_Task description_. Find and copy each line of the data that includes "into".

Stored items
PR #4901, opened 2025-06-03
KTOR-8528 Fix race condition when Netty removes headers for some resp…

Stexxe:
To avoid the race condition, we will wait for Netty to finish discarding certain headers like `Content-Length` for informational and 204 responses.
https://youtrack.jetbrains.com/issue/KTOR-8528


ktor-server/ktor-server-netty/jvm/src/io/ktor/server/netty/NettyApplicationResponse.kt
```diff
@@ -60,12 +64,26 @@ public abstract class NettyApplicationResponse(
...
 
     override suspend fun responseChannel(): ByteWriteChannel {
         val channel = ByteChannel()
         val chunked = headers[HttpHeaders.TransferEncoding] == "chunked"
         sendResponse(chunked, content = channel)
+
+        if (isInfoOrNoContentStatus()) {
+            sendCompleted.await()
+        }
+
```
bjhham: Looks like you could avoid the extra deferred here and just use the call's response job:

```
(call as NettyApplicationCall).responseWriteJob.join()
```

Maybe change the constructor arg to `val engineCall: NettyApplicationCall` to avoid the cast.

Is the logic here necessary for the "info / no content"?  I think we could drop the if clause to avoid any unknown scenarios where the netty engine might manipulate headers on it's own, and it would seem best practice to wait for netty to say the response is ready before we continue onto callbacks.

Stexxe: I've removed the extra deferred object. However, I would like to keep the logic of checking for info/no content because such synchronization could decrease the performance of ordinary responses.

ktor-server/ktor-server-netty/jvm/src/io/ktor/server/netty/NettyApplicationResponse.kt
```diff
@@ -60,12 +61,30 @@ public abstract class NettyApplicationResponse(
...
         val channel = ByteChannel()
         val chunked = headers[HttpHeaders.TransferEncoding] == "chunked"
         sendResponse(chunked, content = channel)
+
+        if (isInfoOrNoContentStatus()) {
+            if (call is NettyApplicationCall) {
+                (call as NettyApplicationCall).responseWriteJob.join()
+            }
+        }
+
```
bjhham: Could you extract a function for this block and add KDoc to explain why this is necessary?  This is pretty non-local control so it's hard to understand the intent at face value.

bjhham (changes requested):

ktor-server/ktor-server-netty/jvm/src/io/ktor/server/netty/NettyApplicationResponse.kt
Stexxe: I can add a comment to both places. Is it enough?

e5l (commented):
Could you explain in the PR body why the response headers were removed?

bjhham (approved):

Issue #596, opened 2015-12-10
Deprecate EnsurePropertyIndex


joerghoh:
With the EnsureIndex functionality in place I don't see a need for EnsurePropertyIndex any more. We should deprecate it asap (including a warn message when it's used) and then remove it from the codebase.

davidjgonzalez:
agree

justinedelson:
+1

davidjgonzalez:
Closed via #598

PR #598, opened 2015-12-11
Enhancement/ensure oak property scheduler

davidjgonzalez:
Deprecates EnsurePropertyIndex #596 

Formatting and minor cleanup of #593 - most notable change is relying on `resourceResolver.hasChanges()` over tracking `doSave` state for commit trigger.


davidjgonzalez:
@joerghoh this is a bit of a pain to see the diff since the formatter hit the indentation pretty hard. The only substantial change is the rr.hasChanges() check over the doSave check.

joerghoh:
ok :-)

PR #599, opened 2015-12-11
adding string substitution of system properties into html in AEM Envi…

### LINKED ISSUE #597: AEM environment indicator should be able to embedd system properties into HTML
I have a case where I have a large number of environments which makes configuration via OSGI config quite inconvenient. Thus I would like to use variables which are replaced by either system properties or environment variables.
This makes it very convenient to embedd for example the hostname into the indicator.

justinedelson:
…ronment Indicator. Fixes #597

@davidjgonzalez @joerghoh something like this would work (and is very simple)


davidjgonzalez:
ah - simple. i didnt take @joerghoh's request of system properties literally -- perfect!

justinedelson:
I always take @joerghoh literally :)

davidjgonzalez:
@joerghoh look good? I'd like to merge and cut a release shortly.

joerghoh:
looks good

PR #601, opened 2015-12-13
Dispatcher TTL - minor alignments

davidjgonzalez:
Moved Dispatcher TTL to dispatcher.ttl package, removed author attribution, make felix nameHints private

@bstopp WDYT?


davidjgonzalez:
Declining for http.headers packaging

_Reply_.
adding string substitution of system properties into html in AEM Envi…
### LINKED ISSUE #597: AEM environment indicator should be able to embedd system properties into HTML
This makes it very convenient to embedd for example the hostname into the indicator.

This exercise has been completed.